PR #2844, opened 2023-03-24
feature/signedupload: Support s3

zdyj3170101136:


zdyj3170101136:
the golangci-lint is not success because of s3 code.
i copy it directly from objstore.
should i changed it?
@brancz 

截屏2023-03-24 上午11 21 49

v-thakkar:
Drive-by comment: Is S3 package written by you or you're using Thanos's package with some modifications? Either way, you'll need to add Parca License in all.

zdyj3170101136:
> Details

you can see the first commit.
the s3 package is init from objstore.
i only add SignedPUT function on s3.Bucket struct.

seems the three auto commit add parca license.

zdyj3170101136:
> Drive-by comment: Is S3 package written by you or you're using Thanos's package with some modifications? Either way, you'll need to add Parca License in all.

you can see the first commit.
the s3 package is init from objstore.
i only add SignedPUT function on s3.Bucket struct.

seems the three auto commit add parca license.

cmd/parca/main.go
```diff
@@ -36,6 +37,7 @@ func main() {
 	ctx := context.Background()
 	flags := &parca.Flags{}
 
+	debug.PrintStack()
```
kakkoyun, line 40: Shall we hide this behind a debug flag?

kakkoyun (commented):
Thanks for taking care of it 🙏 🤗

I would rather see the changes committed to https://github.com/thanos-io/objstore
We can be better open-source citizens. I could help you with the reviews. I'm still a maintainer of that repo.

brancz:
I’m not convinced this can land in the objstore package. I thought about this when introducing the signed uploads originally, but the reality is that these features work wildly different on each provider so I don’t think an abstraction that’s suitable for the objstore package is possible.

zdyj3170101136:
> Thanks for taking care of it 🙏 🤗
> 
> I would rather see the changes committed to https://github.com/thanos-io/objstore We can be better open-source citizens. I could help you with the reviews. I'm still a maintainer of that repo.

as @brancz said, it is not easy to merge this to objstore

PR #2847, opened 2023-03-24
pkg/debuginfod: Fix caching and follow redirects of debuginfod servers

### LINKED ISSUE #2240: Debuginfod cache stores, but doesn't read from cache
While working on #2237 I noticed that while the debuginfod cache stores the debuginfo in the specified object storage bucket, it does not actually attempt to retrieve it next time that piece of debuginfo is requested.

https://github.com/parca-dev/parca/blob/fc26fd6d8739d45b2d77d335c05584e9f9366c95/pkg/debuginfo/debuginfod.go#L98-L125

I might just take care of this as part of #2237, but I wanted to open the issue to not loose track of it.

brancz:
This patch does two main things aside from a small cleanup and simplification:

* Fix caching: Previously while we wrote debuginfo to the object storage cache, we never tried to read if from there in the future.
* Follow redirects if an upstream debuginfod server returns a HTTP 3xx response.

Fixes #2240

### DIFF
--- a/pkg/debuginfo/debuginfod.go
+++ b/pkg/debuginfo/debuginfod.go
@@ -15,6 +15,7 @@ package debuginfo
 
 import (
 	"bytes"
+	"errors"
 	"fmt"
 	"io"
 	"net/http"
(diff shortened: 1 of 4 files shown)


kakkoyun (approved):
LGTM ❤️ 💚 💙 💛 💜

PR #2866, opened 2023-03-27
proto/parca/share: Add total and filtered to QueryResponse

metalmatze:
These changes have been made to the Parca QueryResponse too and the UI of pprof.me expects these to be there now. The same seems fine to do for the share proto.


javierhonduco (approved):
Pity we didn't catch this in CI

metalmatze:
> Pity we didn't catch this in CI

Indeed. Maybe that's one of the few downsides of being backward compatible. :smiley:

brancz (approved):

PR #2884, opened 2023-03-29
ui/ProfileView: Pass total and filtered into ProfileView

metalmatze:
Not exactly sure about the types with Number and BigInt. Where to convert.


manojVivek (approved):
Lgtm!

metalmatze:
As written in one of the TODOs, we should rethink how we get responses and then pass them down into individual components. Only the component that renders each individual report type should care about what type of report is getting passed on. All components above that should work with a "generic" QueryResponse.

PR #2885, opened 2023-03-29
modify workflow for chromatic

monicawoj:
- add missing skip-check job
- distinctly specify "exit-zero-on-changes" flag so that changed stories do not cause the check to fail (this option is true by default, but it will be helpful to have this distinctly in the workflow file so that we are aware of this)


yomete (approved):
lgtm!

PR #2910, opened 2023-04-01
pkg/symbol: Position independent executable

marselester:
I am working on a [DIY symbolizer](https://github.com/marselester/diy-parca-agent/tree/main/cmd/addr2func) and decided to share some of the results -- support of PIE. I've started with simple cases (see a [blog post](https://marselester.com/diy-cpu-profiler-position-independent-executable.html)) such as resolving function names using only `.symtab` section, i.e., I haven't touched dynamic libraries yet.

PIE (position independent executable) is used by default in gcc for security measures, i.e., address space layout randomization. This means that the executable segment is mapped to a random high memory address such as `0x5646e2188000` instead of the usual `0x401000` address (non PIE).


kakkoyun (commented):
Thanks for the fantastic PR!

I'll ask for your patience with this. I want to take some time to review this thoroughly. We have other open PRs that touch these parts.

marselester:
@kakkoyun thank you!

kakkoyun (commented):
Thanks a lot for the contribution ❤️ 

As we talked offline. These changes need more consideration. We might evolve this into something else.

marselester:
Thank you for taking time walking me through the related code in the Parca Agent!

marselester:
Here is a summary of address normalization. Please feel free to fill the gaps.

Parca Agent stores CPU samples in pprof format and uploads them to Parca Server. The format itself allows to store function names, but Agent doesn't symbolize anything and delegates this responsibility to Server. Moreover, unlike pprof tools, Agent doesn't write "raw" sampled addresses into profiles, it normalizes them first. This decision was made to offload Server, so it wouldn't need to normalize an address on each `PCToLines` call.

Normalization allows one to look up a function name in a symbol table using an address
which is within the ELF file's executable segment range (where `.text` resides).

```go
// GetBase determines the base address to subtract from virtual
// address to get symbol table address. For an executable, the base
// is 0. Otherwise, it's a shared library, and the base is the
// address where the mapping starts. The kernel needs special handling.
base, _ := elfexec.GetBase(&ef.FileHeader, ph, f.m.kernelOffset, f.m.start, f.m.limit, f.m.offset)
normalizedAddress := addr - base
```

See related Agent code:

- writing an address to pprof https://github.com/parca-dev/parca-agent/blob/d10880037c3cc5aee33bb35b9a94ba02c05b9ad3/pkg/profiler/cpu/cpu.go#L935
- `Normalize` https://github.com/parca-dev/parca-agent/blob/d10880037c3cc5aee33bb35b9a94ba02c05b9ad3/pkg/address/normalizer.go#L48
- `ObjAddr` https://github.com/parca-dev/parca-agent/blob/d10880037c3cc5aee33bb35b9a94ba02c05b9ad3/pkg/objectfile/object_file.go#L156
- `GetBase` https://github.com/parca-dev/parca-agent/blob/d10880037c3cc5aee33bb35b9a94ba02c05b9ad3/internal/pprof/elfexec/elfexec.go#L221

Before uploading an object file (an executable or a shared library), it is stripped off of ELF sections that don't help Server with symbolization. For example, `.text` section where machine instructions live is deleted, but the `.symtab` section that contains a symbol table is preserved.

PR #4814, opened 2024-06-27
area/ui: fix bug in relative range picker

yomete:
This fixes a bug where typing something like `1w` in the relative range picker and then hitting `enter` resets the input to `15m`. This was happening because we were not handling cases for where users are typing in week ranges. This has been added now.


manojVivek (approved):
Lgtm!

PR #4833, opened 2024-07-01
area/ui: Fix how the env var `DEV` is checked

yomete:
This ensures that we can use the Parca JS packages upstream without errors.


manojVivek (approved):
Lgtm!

⁂

=== ACTIVITY ===
The full set of entries must be restated exactly, with none omitted.

=== SOLUTION BELOW ===
PR #2844, opened 2023-03-24
feature/signedupload: Support s3

zdyj3170101136:


zdyj3170101136:
the golangci-lint is not success because of s3 code.
i copy it directly from objstore.
should i changed it?
@brancz 

截屏2023-03-24 上午11 21 49

v-thakkar:
Drive-by comment: Is S3 package written by you or you're using Thanos's package with some modifications? Either way, you'll need to add Parca License in all.

zdyj3170101136:
> Details

you can see the first commit.
the s3 package is init from objstore.
i only add SignedPUT function on s3.Bucket struct.

seems the three auto commit add parca license.

zdyj3170101136:
> Drive-by comment: Is S3 package written by you or you're using Thanos's package with some modifications? Either way, you'll need to add Parca License in all.

you can see the first commit.
the s3 package is init from objstore.
i only add SignedPUT function on s3.Bucket struct.

seems the three auto commit add parca license.

cmd/parca/main.go
```diff
@@ -36,6 +37,7 @@ func main() {
 	ctx := context.Background()
 	flags := &parca.Flags{}
 
+	debug.PrintStack()
```
kakkoyun, line 40: Shall we hide this behind a debug flag?

kakkoyun (commented):
Thanks for taking care of it 🙏 🤗

I would rather see the changes committed to https://github.com/thanos-io/objstore
We can be better open-source citizens. I could help you with the reviews. I'm still a maintainer of that repo.

brancz:
I’m not convinced this can land in the objstore package. I thought about this when introducing the signed uploads originally, but the reality is that these features work wildly different on each provider so I don’t think an abstraction that’s suitable for the objstore package is possible.

zdyj3170101136:
> Thanks for taking care of it 🙏 🤗
> 
> I would rather see the changes committed to https://github.com/thanos-io/objstore We can be better open-source citizens. I could help you with the reviews. I'm still a maintainer of that repo.

as @brancz said, it is not easy to merge this to objstore

PR #2847, opened 2023-03-24
pkg/debuginfod: Fix caching and follow redirects of debuginfod servers

### LINKED ISSUE #2240: Debuginfod cache stores, but doesn't read from cache
While working on #2237 I noticed that while the debuginfod cache stores the debuginfo in the specified object storage bucket, it does not actually attempt to retrieve it next time that piece of debuginfo is requested.

https://github.com/parca-dev/parca/blob/fc26fd6d8739d45b2d77d335c05584e9f9366c95/pkg/debuginfo/debuginfod.go#L98-L125

I might just take care of this as part of #2237, but I wanted to open the issue to not loose track of it.

brancz:
This patch does two main things aside from a small cleanup and simplification:

* Fix caching: Previously while we wrote debuginfo to the object storage cache, we never tried to read if from there in the future.
* Follow redirects if an upstream debuginfod server returns a HTTP 3xx response.

Fixes #2240

### DIFF
--- a/pkg/debuginfo/debuginfod.go
+++ b/pkg/debuginfo/debuginfod.go
@@ -15,6 +15,7 @@ package debuginfo
 
 import (
 	"bytes"
+	"errors"
 	"fmt"
 	"io"
 	"net/http"
(diff shortened: 1 of 4 files shown)


kakkoyun (approved):
LGTM ❤️ 💚 💙 💛 💜

PR #2866, opened 2023-03-27
proto/parca/share: Add total and filtered to QueryResponse

metalmatze:
These changes have been made to the Parca QueryResponse too and the UI of pprof.me expects these to be there now. The same seems fine to do for the share proto.


javierhonduco (approved):
Pity we didn't catch this in CI

metalmatze:
> Pity we didn't catch this in CI

Indeed. Maybe that's one of the few downsides of being backward compatible. :smiley:

brancz (approved):

PR #2884, opened 2023-03-29
ui/ProfileView: Pass total and filtered into ProfileView

metalmatze:
Not exactly sure about the types with Number and BigInt. Where to convert.


manojVivek (approved):
Lgtm!

metalmatze:
As written in one of the TODOs, we should rethink how we get responses and then pass them down into individual components. Only the component that renders each individual report type should care about what type of report is getting passed on. All components above that should work with a "generic" QueryResponse.

PR #2885, opened 2023-03-29
modify workflow for chromatic

monicawoj:
- add missing skip-check job
- distinctly specify "exit-zero-on-changes" flag so that changed stories do not cause the check to fail (this option is true by default, but it will be helpful to have this distinctly in the workflow file so that we are aware of this)


yomete (approved):
lgtm!

PR #2910, opened 2023-04-01
pkg/symbol: Position independent executable

marselester:
I am working on a [DIY symbolizer](https://github.com/marselester/diy-parca-agent/tree/main/cmd/addr2func) and decided to share some of the results -- support of PIE. I've started with simple cases (see a [blog post](https://marselester.com/diy-cpu-profiler-position-independent-executable.html)) such as resolving function names using only `.symtab` section, i.e., I haven't touched dynamic libraries yet.

PIE (position independent executable) is used by default in gcc for security measures, i.e., address space layout randomization. This means that the executable segment is mapped to a random high memory address such as `0x5646e2188000` instead of the usual `0x401000` address (non PIE).


kakkoyun (commented):
Thanks for the fantastic PR!

I'll ask for your patience with this. I want to take some time to review this thoroughly. We have other open PRs that touch these parts.

marselester:
@kakkoyun thank you!

kakkoyun (commented):
Thanks a lot for the contribution ❤️ 

As we talked offline. These changes need more consideration. We might evolve this into something else.

marselester:
Thank you for taking time walking me through the related code in the Parca Agent!

marselester:
Here is a summary of address normalization. Please feel free to fill the gaps.

Parca Agent stores CPU samples in pprof format and uploads them to Parca Server. The format itself allows to store function names, but Agent doesn't symbolize anything and delegates this responsibility to Server. Moreover, unlike pprof tools, Agent doesn't write "raw" sampled addresses into profiles, it normalizes them first. This decision was made to offload Server, so it wouldn't need to normalize an address on each `PCToLines` call.

Normalization allows one to look up a function name in a symbol table using an address
which is within the ELF file's executable segment range (where `.text` resides).

```go
// GetBase determines the base address to subtract from virtual
// address to get symbol table address. For an executable, the base
// is 0. Otherwise, it's a shared library, and the base is the
// address where the mapping starts. The kernel needs special handling.
base, _ := elfexec.GetBase(&ef.FileHeader, ph, f.m.kernelOffset, f.m.start, f.m.limit, f.m.offset)
normalizedAddress := addr - base
```

See related Agent code:

- writing an address to pprof https://github.com/parca-dev/parca-agent/blob/d10880037c3cc5aee33bb35b9a94ba02c05b9ad3/pkg/profiler/cpu/cpu.go#L935
- `Normalize` https://github.com/parca-dev/parca-agent/blob/d10880037c3cc5aee33bb35b9a94ba02c05b9ad3/pkg/address/normalizer.go#L48
- `ObjAddr` https://github.com/parca-dev/parca-agent/blob/d10880037c3cc5aee33bb35b9a94ba02c05b9ad3/pkg/objectfile/object_file.go#L156
- `GetBase` https://github.com/parca-dev/parca-agent/blob/d10880037c3cc5aee33bb35b9a94ba02c05b9ad3/internal/pprof/elfexec/elfexec.go#L221

Before uploading an object file (an executable or a shared library), it is stripped off of ELF sections that don't help Server with symbolization. For example, `.text` section where machine instructions live is deleted, but the `.symtab` section that contains a symbol table is preserved.

PR #4814, opened 2024-06-27
area/ui: fix bug in relative range picker

yomete:
This fixes a bug where typing something like `1w` in the relative range picker and then hitting `enter` resets the input to `15m`. This was happening because we were not handling cases for where users are typing in week ranges. This has been added now.


manojVivek (approved):
Lgtm!

PR #4833, opened 2024-07-01
area/ui: Fix how the env var `DEV` is checked

yomete:
This ensures that we can use the Parca JS packages upstream without errors.


manojVivek (approved):
Lgtm!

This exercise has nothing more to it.